That Amazing “SNL” Dolphin Sketch Is Based On a True Story

What: A very, uh, stimulating sketch about dolphin scientists.

Who: Saturday Night Live’s Kate McKinnon, Aidy Bryant, and host Tiffany Haddish.

Why we care: One of the weirdest sketches on last weekend’s SNL–although not quite as weird as the one with the Last Black Unicorn–is actually not as farfetched as viewers might think. In “The Dolphin Who Learned to Speak,” McKinnon and Bryant play scientists from the fictional Mammal Cognition Lab who are determined to communicate with a dolphin. Once the dolphin the pair is studying reaches sexual maturity, they begin to manually masturbate him, a clinical measure designed to defuse a distraction. Of course, the dolphin ends up enjoying this treatment way too much.

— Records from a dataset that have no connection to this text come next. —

PR #5858, opened 2019-11-29
Vert.x is resumed when using non-default paths

stuartwdouglas:
If the servlet context path is set then Undertow would be
registered using a RouteBuildItem instead of a DefaultRouteBuildItem.

This behaves differently in terms of resuming in the request,
so if both the context path was set and security was in use
the request body could disappear sometimes.

### DIFF
--- a/integration-tests/elytron-undertow/src/test/java/io/quarkus/it/undertow/elytron/BaseAuthTest.java
+++ b/integration-tests/elytron-undertow/src/test/java/io/quarkus/it/undertow/elytron/BaseAuthTest.java
@@ -3,6 +3,7 @@ package io.quarkus.it.undertow.elytron;
 import static io.restassured.RestAssured.given;
 import static org.hamcrest.Matchers.is;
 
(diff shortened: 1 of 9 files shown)


integration-tests/elytron-undertow/src/test/java/io/quarkus/it/undertow/elytron/BaseAuthTest.java
```diff
@@ -13,26 +13,30 @@
...
-                .contentType(ContentType.TEXT)
-                .when()
-                .post("/")
-                .then()
-                .statusCode(200)
-                .body(is("hello Bill"));
+        StringBuilder sb = new StringBuilder();
+
+        for (int i = 0; i < 100; ++i) {
+            // This is a regression test in that we had a problem where the Vert.x request was not paused
```
cescoffier: Should we use `@RepeatedTest(100)` instead?

cescoffier (approved):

Although the SNL writers add their own embellishments, the premise of this sketch comes from scientific fact. In the 1960s, volunteer naturalist Margaret Howe began living with a bottlenose dolphin in a study for NASA. Eventually, Peter the dolphin’s natural horniness moved Howe to manually masturbate him in order to get rid of an impediment to their work together.

“I wasn’t uncomfortable with it, as long as it wasn’t rough,” Howe told The Guardian. “It would just become part of what was going on, like an itch–just get rid of it; scratch it and move on. And that’s how it seemed to work out. It wasn’t private. People could observe it.”

Eventually, the most seedy interpretation of Howe’s work with the dolphin overshadowed the experiment altogether. It has since become the stuff of legend, inspiring a memorable episode of the podcast Radiolab, among other documents. Perhaps the SNL sketch will drive a whole new audience to learn about this fascinating chapter of American scientific history.